First here is a layout of the house plan, as it's important. It is a duplex, the top half is one unit, and the bottom half is another.



The cleanout is at the south west corner, and it drains to the street westerly. I have already excavated down to find the pipe. Even though the clean out is PVC, I can see the pipe exiting at the house, is 3" CI. Right at that point there is a transition coupling to PVC. At the point of exit from the house, the invert of the CI pipe is 12.5" below finished floor elevation. This is the only pipe exiting, both units drain through this.

On the northwest corner is a bathroom of unit 1. This bathroom is pretty much original, all CI drains and copper supply lines. It has a 3" vent. Not much has been done to it. So it should be OK.

On the northeast corner are the utility rooms, water heater, washer dryer etc. It is also orignal from the 1950s, so no problems.

In the middle where the dividing walls between unit 1 and 2 is, used to be the common kitchen wall. On the north side the kitchen wall has a 2" vent and drain (which was the one I replaced the san tee and the galvanized section fell from the attic).

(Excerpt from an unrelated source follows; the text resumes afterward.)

PR #323, opened 2016-01-27
Responsive Start Screen

mistermendez:


mistermendez:
Works with VTC updates here - http://github.services.ooyala.net/Platform/mjolnir/pull/485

That is still CI below, and I can see to the bottom elbow that drains westerly.

In unit 1, the south unit, the previous owner moved the sink, dishwasher to an island. Drain was unvented, that's the one I replumbed, with an AAV.

To the east in the backyard is a gazebo, inside a toilet, and he ran a 4" sewer line from there, and eventually connected to a sump pump to tie into pipes inside the house. That sump pump has since been disconnected as part of my effort to legalize this whole mess.

On the south east corner where the tie in from the sump pump is, he created a new bathroom addition. Bath tub, two lav sinks, toilet etc...I assumed he ran a pipe from there in the west direction, to eventually tie in with the last bathroom, as well as the drains coming from the north unit, then exit the house.

NOW, let me go over what I found.

Last week, I hired a plumber to disconnect the sump pump. A cut has been made where the sump pump pipe connected to the house sewer, and a cap put on the house side.



I remember the plumber mentioned in passing, that when he cut the pipe, a lot of dirty water backed out of the house side. He waited till the flow stopped, then capped it.

A few days ago, I did the flush experiment in bath 2, the bathroom on the south west side of the property, the last stop before the pipe exits the house, and it took multiple flushes to have any flow pass the cleanout.

My guess is the new pipe they put in, illegally, from the new bathroom in the south east corner, to the renovated bathroom in the south west, was not done with proper pitch. They didn't care because they have a pump.

The reason it took several flushes is because the plumber vacated the pipes last week when he did the sewer cap. All the built up waste and water from there backed into the pit. Now it's been filled back up with the toilet flush.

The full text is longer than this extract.